On the one hand, high performance of the disks almost always “keeps up” with high power consumption. But low energy consumption leads to: lower heat generation (up to 2 C per disk), less intensive work of the coolers, lower noise level, lower energy consumption throughout the NAS system (up to 20 kWh per year per disk). As strange as it may sound, efficiency of NAS disks is more important than their performance (with some rare exceptions).

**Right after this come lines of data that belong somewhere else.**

PR #386, opened 2019-08-14
Refactor API and modify routes

### LINKED ISSUE #383: Refactor API/frontend routes and handle page/resource not found
As discussed in #323: move out the JSON API under its own endpoint `/api`, improve 404 responses (prevent raw `Cannot GET /something` responses from frontend)

mz8i:
Resolves #383


mz8i:
There are some changes to the frontend code, in order to adapt to the new API routes, but the URL values are the only thing changed.

app/src/api/api.ts
```diff
@@ -0,0 +1,141 @@
+import express from 'express';
+import bodyParser from 'body-parser';
+
+import { authUser, createUser, getUserById, getNewUserAPIKey } from './services/user';
+import { queryLocation } from './services/search';
+
+import buildingsRouter from './routes/buildingsRouter';
+
+
+const server = express();
```
tomalrussell:
```suggestion
const server = express.Router()
```

mz8i: This was kind of intentional as I feel long term we should gravitate towards the web app backend and the data API being two separate applications (note that the use of `body-parser` was moved to only be applied in `api.ts` as we don't use JSON requests in the frontend serving part of the app), but actually since we don't start them separately, a Router is probably fine for now.

tomalrussell: Makes sense as a design idea - at some point back in time I had the front end, tileserver and API server split out as separate, but YAGNI and deployment simplicity won out, especially before we have data on performance and usage stats - if any request can be handled by one kind of process then we can simply scale that process and load should be spread simply across them.

PR #390, opened 2019-08-15
Feature 63: delete user account (backend code)

mz8i:
Relies on #386 being merged first.
Please note this will be followed by a second PR for the frontend part of the user delete functionality.

PR #392, opened 2019-08-16
Feature 63: delete user account (frontend code)

### LINKED ISSUE #63: Delete account
- [ ] Delete account form, linked from my-account
- [ ] Double-check that they want to delete!
- [ ] User delete API endpoint (must be authenticated)
- [ ] Remove user details (email/password/registered) from database
- [ ] ~~Create unique username? `deleted_user_123`~~

Make clear that this will not remove references from the edit log - be clear that it's not possible to retract contributions, that old archives with username will continue to be publicly available.

mz8i:
Resolves #63.
Contains frontend code for creating a modal confirmation popup, and changes to my-account view that add a Delete account button and ask the user to confirm the choice.

The styling of the popup is based on the Bootstrap modal classes, but the mechanism for showing and hiding the modal is added on separately - this IMHO is not as good as using something like a React-Bootstrap component, which relies also manages stuff like aria attributes. We might want to think about using React-Bootstrap?

The changes from the backend PR (#390) seem to also be included in this PR - not entirely sure about this but might be because we modified the commits for the backend PR slightly.


app/src/frontend/ConfirmationModal.css
```diff
@@ -0,0 +1,7 @@
+.modal.modal-show {
```
tomalrussell: Niggle comment on filename - please stick with the hyphen-case-convention - so `confirmation-modal.css`

mz8i: ok! will correct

Consider compatibility of the selected HDDs with the NAS module where they will be installed. The compatibility factor may express itself in lack of support of specific functions of the drive by the NAS system, such as the standard “sleep” mode and many other functions. Compatibility must also be maintained between the HDD NAS. For example, the type of management of the RAID 1 involves recording data to a pair (pairs) of disks) at a time, and upon using drives with different speeds of spindle rotation within the same section, a faster NAS disk will constantly wait for its slower “brother” to finish its task. However, only with “recording” on RAID1 we are limited by the speed of the slower disk, but most of the operations, according to the statistics, are “reading”. Of course, this configuration can also take place, but it is highly undesirable because in this case the RAID will lose its advantages.

We should pay attention to the original size of the disks, because if we need to replace them, we can face some difficulties, including a temporary backup of all the available data intended for moving. In terms of the price, in almost any case, the worthiest of one gigabyte (but not the cheapest one) is the disk of the largest size. But installation of such disks is not always optimal. The larger the size of the RAID, the longer it will recover upon disk replacement or after a potential failure (sometimes it can last for more than 24 hours).